DATA SECTION below:

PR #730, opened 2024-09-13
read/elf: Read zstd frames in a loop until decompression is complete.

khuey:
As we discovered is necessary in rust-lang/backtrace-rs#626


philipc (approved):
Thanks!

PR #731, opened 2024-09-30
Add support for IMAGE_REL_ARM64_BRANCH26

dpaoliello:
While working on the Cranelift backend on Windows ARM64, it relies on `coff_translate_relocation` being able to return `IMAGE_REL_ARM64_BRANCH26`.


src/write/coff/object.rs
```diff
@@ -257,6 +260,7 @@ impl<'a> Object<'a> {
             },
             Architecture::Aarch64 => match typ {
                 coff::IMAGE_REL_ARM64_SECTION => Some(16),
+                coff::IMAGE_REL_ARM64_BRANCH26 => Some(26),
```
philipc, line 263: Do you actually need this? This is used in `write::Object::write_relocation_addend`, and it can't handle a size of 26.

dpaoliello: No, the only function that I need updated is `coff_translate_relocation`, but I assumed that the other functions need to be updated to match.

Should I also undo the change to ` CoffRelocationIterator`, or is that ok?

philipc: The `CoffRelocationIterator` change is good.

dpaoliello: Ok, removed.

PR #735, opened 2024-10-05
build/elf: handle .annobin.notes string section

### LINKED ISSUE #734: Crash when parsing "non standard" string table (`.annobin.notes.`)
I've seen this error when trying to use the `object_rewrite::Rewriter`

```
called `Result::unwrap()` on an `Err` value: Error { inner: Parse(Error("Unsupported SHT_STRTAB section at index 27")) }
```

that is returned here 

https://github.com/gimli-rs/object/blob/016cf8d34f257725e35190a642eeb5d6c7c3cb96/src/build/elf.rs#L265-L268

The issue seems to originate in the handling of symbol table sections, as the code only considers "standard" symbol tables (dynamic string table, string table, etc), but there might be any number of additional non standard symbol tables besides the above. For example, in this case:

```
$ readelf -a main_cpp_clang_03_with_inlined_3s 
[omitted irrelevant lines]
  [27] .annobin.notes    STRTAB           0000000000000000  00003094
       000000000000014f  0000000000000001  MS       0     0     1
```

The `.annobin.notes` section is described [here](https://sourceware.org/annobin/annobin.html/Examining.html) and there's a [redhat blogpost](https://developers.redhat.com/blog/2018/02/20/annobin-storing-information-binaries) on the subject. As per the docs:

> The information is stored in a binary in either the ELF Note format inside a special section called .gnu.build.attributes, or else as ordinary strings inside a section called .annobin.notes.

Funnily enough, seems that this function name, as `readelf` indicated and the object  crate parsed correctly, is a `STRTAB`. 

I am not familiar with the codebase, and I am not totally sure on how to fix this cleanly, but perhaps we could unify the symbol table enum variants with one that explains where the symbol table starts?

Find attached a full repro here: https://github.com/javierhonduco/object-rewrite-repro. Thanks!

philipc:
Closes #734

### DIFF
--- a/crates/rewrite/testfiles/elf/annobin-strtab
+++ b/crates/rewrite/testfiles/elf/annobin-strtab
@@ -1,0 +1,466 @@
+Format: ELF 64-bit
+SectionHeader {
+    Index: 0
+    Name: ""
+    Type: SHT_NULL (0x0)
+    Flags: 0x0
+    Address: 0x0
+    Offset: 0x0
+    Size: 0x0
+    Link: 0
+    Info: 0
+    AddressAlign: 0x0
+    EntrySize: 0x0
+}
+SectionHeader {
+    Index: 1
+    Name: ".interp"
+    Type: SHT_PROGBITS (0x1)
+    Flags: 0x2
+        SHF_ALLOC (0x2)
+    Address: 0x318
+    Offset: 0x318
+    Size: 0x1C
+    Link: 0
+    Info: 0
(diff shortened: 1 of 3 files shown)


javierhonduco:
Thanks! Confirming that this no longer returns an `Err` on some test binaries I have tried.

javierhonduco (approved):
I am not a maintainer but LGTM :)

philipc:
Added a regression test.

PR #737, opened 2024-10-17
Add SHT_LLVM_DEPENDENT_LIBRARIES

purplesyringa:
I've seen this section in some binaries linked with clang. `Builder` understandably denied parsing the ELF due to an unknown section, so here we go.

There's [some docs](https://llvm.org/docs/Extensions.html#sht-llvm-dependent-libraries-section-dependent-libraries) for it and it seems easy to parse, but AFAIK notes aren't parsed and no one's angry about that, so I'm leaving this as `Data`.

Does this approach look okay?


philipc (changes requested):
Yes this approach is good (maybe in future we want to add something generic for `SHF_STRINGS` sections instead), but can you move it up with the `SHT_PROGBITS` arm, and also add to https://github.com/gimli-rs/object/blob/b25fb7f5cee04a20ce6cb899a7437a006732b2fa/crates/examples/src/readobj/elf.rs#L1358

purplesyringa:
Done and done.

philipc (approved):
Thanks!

End of DATA SECTION.

In full and exactly as written, repeat the data.

» RESPONSE TO THE TASK
PR #730, opened 2024-09-13
read/elf: Read zstd frames in a loop until decompression is complete.

khuey:
As we discovered is necessary in rust-lang/backtrace-rs#626


philipc (approved):
Thanks!

PR #731, opened 2024-09-30
Add support for IMAGE_REL_ARM64_BRANCH26

dpaoliello:
While working on the Cranelift backend on Windows ARM64, it relies on `coff_translate_relocation` being able to return `IMAGE_REL_ARM64_BRANCH26`.


src/write/coff/object.rs
```diff
@@ -257,6 +260,7 @@ impl<'a> Object<'a> {
             },
             Architecture::Aarch64 => match typ {
                 coff::IMAGE_REL_ARM64_SECTION => Some(16),
+                coff::IMAGE_REL_ARM64_BRANCH26 => Some(26),
```
philipc, line 263: Do you actually need this? This is used in `write::Object::write_relocation_addend`, and it can't handle a size of 26.

dpaoliello: No, the only function that I need updated is `coff_translate_relocation`, but I assumed that the other functions need to be updated to match.

Should I also undo the change to ` CoffRelocationIterator`, or is that ok?

philipc: The `CoffRelocationIterator` change is good.

dpaoliello: Ok, removed.

PR #735, opened 2024-10-05
build/elf: handle .annobin.notes string section

### LINKED ISSUE #734: Crash when parsing "non standard" string table (`.annobin.notes.`)
I've seen this error when trying to use the `object_rewrite::Rewriter`

```
called `Result::unwrap()` on an `Err` value: Error { inner: Parse(Error("Unsupported SHT_STRTAB section at index 27")) }
```

that is returned here 

https://github.com/gimli-rs/object/blob/016cf8d34f257725e35190a642eeb5d6c7c3cb96/src/build/elf.rs#L265-L268

The issue seems to originate in the handling of symbol table sections, as the code only considers "standard" symbol tables (dynamic string table, string table, etc), but there might be any number of additional non standard symbol tables besides the above. For example, in this case:

```
$ readelf -a main_cpp_clang_03_with_inlined_3s 
[omitted irrelevant lines]
  [27] .annobin.notes    STRTAB           0000000000000000  00003094
       000000000000014f  0000000000000001  MS       0     0     1
```

The `.annobin.notes` section is described [here](https://sourceware.org/annobin/annobin.html/Examining.html) and there's a [redhat blogpost](https://developers.redhat.com/blog/2018/02/20/annobin-storing-information-binaries) on the subject. As per the docs:

> The information is stored in a binary in either the ELF Note format inside a special section called .gnu.build.attributes, or else as ordinary strings inside a section called .annobin.notes.

Funnily enough, seems that this function name, as `readelf` indicated and the object  crate parsed correctly, is a `STRTAB`. 

I am not familiar with the codebase, and I am not totally sure on how to fix this cleanly, but perhaps we could unify the symbol table enum variants with one that explains where the symbol table starts?

Find attached a full repro here: https://github.com/javierhonduco/object-rewrite-repro. Thanks!

philipc:
Closes #734

### DIFF
--- a/crates/rewrite/testfiles/elf/annobin-strtab
+++ b/crates/rewrite/testfiles/elf/annobin-strtab
@@ -1,0 +1,466 @@
+Format: ELF 64-bit
+SectionHeader {
+    Index: 0
+    Name: ""
+    Type: SHT_NULL (0x0)
+    Flags: 0x0
+    Address: 0x0
+    Offset: 0x0
+    Size: 0x0
+    Link: 0
+    Info: 0
+    AddressAlign: 0x0
+    EntrySize: 0x0
+}
+SectionHeader {
+    Index: 1
+    Name: ".interp"
+    Type: SHT_PROGBITS (0x1)
+    Flags: 0x2
+        SHF_ALLOC (0x2)
+    Address: 0x318
+    Offset: 0x318
+    Size: 0x1C
+    Link: 0
+    Info: 0
(diff shortened: 1 of 3 files shown)


javierhonduco:
Thanks! Confirming that this no longer returns an `Err` on some test binaries I have tried.

javierhonduco (approved):
I am not a maintainer but LGTM :)

philipc:
Added a regression test.

PR #737, opened 2024-10-17
Add SHT_LLVM_DEPENDENT_LIBRARIES

purplesyringa:
I've seen this section in some binaries linked with clang. `Builder` understandably denied parsing the ELF due to an unknown section, so here we go.

There's [some docs](https://llvm.org/docs/Extensions.html#sht-llvm-dependent-libraries-section-dependent-libraries) for it and it seems easy to parse, but AFAIK notes aren't parsed and no one's angry about that, so I'm leaving this as `Data`.

Does this approach look okay?


philipc (changes requested):
Yes this approach is good (maybe in future we want to add something generic for `SHF_STRINGS` sections instead), but can you move it up with the `SHT_PROGBITS` arm, and also add to https://github.com/gimli-rs/object/blob/b25fb7f5cee04a20ce6cb899a7437a006732b2fa/crates/examples/src/readobj/elf.rs#L1358

purplesyringa:
Done and done.

philipc (approved):
Thanks!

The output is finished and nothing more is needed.